The controversy surrounding pensions in the UK seems never ending at the moment. If it’s not a new pension scheme, it’s pension cuts, and all this change and uncertainty is leaving most people feeling unnerved about their future. Now the government have announced even more changes to the scheme, it’s got us thinking. In reality, just how well guarded are our pension pots?

Cap on Fees for Overseeing Pension Funds

The UK government has recently pledged to set a legal limit on the amount fund managers can charge for overseeing your pension pot. At the moment, up to three quarters of a pensioner’s fund can go towards paying for hidden charges, leaving you with just a quarter of the money you’ve worked so hard to save. Pensions Minister Steve Webb believes that a cap on fees will give ‘absolute confidence’ to those saving for their pensions, as they’ll have a much better idea of the sum they can expect to receive upon their retirement.

What this means for you: In effect, this should ensure that your pension pot is guarded from hidden costs, as there will be a legal limit on what fund managers can charge you, making your retirement fund much safer.

Employers Going Bust

It used to be the case that if the company you worked for went bust, you’d lose your entire pension pot, as well as your job and annual income. Thankfully, the Pension Protection Fund that was established in 2005 means that nobody will lose their entire pension if their company goes bust, but they may not get it in its entirety, so it’s still not completely safe. Many high earners could lose out here, so the Pension Protection Fund has by no means solved everything.

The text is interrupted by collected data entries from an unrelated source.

PR #507, opened 2021-07-29
Generate table names

### LINKED ISSUE #449: Table API should support creating tables without names
## Problem

We shouldn't require a name while creating a table via API.

## Proposed solution

If there's no name provided, we should auto-generate one according to some pattern.

## Additional context

Please post the pattern you plan to use to generate names on this issue and get feedback from @kgodey and @mathemancer.

eito-fis:
Fixes #449 

Auto generates names for tables when a name is not passed to the API.

**Technical details**
Names follow two patterns:
* In the case where we are making a table from a data file that was created from a csv (not a paste), we use the original base name of the file. This is a new field stored on the `Data File` model, saved when we first create the data file. We first check if the base name is available, and if it is not, we append and increment and integer until we find an unused name.
* In the case where we don't have a base name (paste or empty table), we use the pattern `Table n`, where `n` starts at `Table.objects.count()` and increments until we find an unused name.

## Checklist
 
  index.md`).
  visible errors.

<details>

```
Version 1.1

1 Letterman Drive
Suite D4700
San Francisco, CA, 94129

    indicated in the file; or

    in the file; or

    it.

```

</details>


mathesar/models.py
```diff
@@ -222,6 +222,7 @@ class DataFile(BaseModel):
     created_from = models.CharField(max_length=128, choices=created_from_choices.choices)
     table_imported_to = models.ForeignKey(Table, related_name="data_files", blank=True,
                                           null=True, on_delete=models.SET_NULL)
+    base_name = models.CharField(max_length=128)
```
kgodey, line 225: We need to ensure that any generated names are smaller than 63 bytes since that's how long Postgres identifiers can be.

https://www.postgresql.org/docs/current/limits.html

kgodey (changes requested):
Looks good overall, but we need to make sure table names aren't too long.

mathesar/utils/tables.py
```diff
@@ -17,8 +24,43 @@ def get_table_column_types(table):
...
+            base_name = base_name[:-1]
+            name = base_name + f' {table_num}'
+        table_num += 1
+    return name
+
+
 def create_table_from_datafile(data_files, name, schema):
     data_file = data_files[0]
+
+    if not name:
```
kgodey, line 57: It might be cleanest to put this in a `pre_save` signal or in the `Table` model's `save` method. That way, you don't have to repeat it in every table creation utility.

kgodey (changes requested):
@eito-fis Looks good! I made some suggestions to improve code clarity and non-repeatability.

mathesar/utils/tables.py
eito-fis: We need access to the source data file for naming, so unfortunately I don't think we can use the save method. I was able to move the naming logic to the viewset, which I think has the desired affect.

mathemancer (commented):
Nothing specific to add from my end.  Thank you!

kgodey (approved):
Looks good!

What this means for you: If you have a low to middle income and your company goes bust, your pension should be well guarded. However, high earners could receive a significantly smaller pension pot if they’re unfortunate enough to find that their company has gone into administration, so it’s not a perfect solution.

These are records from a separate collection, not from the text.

PR #508, opened 2021-07-30
Default ordering for records

### LINKED ISSUE #397: Create canonical ordering for tables and return it by default
## Problem

We should have a canonical ordering for each table whenever possible. This will make infinite scroll easier to deal with.

## Proposed solution

We should order by primary key by default if the table has one. Otherwise, we should use the entire row as a sorting key (it won't be possible to tell the difference if two identical rows "switch order"). We should always return rows in these orders when they are accessed unless the user specifies a different `ORDER BY`.

## Additional context

- Please see #361

eito-fis:
Fixes #397

Ensures we have consistent ordering of records by setting a default order.

**Technical details**
Ordering is as described in the issue:
* If one or more primary keys exist, they are used for ordering. 
* If no primary keys exist, every column is used for ordering.

## Checklist
 
  index.md`).
  visible errors.

<details>

```
Version 1.1

1 Letterman Drive
Suite D4700
San Francisco, CA, 94129

    indicated in the file; or

    in the file; or

    it.

```

</details>


kgodey:
I'll leave this for @mathemancer to review.

db/records.py
```diff
@@ -72,6 +72,17 @@ def get_records(
                   field, in addition to an 'value' field if appropriate.
                   See: https://github.com/centerofci/sqlalchemy-filters#filters-format
     """
+    if not order_by:
+        # Set default ordering if none was requested
+        if len(table.primary_key.columns) > 0:
+            # If there are primary keys, order by all primary keys
+            order_by = [{'field': col, 'direction': 'asc'}
+                        for col in table.primary_key.columns]
```
mathemancer, line 80: Under which conditions can `table.primary_key.columns` change order?  Is it only when the user themselves modifies the underlying primary key?  

I'm hoping that SQLAlchemy publishes the columns in the order they occur in the underlying index.  If so, that's great since we'll also get some performance advantages.  Otherwise, we should try to
- use the order of the columns in the tuples of the underlying index, or
- (if we can't find that order) use some canonical (say lexicographical) order for the columns when constructing the `order_by` list.

mathemancer (changes requested):
I think for this ordering to be truly "canonical" for a table, we need to figure out what order SQLAlchemy uses for the columns of a primary key in the relevant attribute.  If the order of the columns changes (horizontally), then the row order will also change when ordering by those columns.

db/records.py
eito-fis: I poked around the sqlalchemy source code a bit, and found [how they reflect the primary keys](https://github.com/sqlalchemy/sqlalchemy/blob/84be0b42e03b0aaf8000637c4b5e348a39333e2f/lib/sqlalchemy/dialects/postgresql/base.py#L3897). It seems to be they order the keys dependent on the order of the columns in the table. Assuming we don't plan on changing the order of columns, this seems like it should be alright? I have added a simple sort to the primary keys, which I'll revert if the default behavior seems reasonable.

mathemancer: > It seems to be they order the keys dependent on the order of the columns in the table. 

This isn't quite correct. They're unnesting the actual index definition to grab the column `attnum`s, then using the `attnum` (the order in the table) to get the column names.  Note the line
```SQL
                ORDER BY k.ord
```
This is the part (along with the earlier call to `generate_subscripts`) that returns the columns in the order they're specified in the _index_, not in the table.

Since that's (IMO) the best order to use (it should be stable unless the table is completely reindexed, and using that order will be most efficient performance-wise), I think we should stick with the default order from SQLAlchemy rather than sorting it ourselves (so please revert that change).  Sorry for sending you on the wild goose-chase.  Thanks for finding the relevant snippet.

mathemancer (approved):
Looks good to me.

Annuities Dependant on Struggling Stock Markets

Third way or linked annuities allow pensioners to hand over their pension fund to be invested in the stock market, and pensioners take an income from this. The trouble is, some pensioners are finding that their pension fund is linked to financially troubled companies. The risk of losing some of your money is relatively small though, as your pension will be spread across a variety of investment banks, meaning if one is having trouble, you’re unlikely to see the repercussions.

What this means for you: Linked annuities come at a cost, so only a couple of thousand people have currently bought them in the UK. If you’re thinking about purchasing an annuity, it’s worth remembering that a guarantee is only as good as its guarantor. Your pension is never guaranteed to be absolutely safe, no matter what you choose to do with it, so it’s all about weighing up what’s best for you.